Emma was smiling at me, but the smile was not friendly.

“Have the grace to admit the truth.”

“What truth?”

But we never got into it, because Emma came past me and embraced her husband. There, right in front of me, she hugged and kissed him. She gobbled his nose and licked his ear. I had to go away. I could not stand it. It was not the kissing and cooing. It was the bloody words.
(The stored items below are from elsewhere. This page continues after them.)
Issue #1762, opened 2020-07-27
Spanish keyboard problems again: can't type accented upper-case Ó


emendelson:
Using current code, both SDL1 and SDL2 builds have problems with the Spanish keyboard, These were reported to me by a user of my WordPerfect system, but the user tested with the SDL1 and SDL2 builds of the current code, not my patched version. He reports that with KEYB SP 850 in [autoexec], these problems occur:

SDL1: AltGr does not work (has no effect). The -/_ key produces the wrong characters (I don't know which characters appear, but I've asked). Ó accentuated uppercase does not appear.

SDL2: AltGr does not work (has no effect). Ó accentuated uppercase does not appear.

I haven't tested this, but the report seems to be reliable.

rderooy:
I just tried it with the SDL2 version here, and AltGr works to produce the Euro symbol when I press AltGr-e, also various other keys on the right hand side of the keyboard, and under the number keys, have additional symbols when I use AltGr.

Dead keys also work, so when I press ' and then e, I get é or with shift É. Likewise, I can produce a lower-case ó, but in this case not the upper case variation. Ó. Not sure why that is.

p.s. unless you have a good reason you should use codepage 858 as it is basically the same as 850, but includes the Euro symbol.

SDL1 and non-us keyboards requires that you set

“Oh, Emmie,” I heard my son say—a big man, fifteen stones—“Oh, Emmie, Emmie, I’m sorry.”

52

Rosellas fucked, fertilized their eggs, laid them, hatched their young and did all the hard work feeding them. Fish, marsupials, and snakes all reproduced themselves for our benefit. We were, it seemed, sitting on a gold mine. There was no shortage of anything. My son bought me shirts and suits. Anything I wanted I could sign for at Hordern’s or Grace Brothers’. A Parker pen? Yes, sir. Crocodile-skin shoes? Please be seated. A blue dress for the little girl? Fifth floor, sir.

At home there was a special room for me, to compensate, I suppose, for my disappointment. When I say special, I mean it was the same room they put me into in the beginning, but they let me put a window in the wall so that I could look out into Pitt Street. I chose a modern window, steel-framed, and when they put the neon sign out on the front of the building—only a month later—Charles made them design it around my window although Claude Neon, the manufacturers, wanted him to brick it up.

They were so nice to me. They bought me a bed with a drawer under it for my underpants and socks. They built in a cupboard, and then they left me alone. They all had lives of their own, worries, occupations, hobbies, whatever. The bed they bought me was only two foot wide. There was no question of me sharing with Goldstein, not if it was ten foot wide.

Yes, I blamed her for having my scheme stopped. Yes, I was wrong. Yes, I knew at the time. Yes, I was a cranky, bad-tempered old man. All that much would be clear to you anyway. Goldstein, to top it all, had problems of her own and very shortly afterwards she moved out to be an independent woman on her ten pounds a week. As to whether she got leeches on her legs or frostbite on her hands, I have no idea.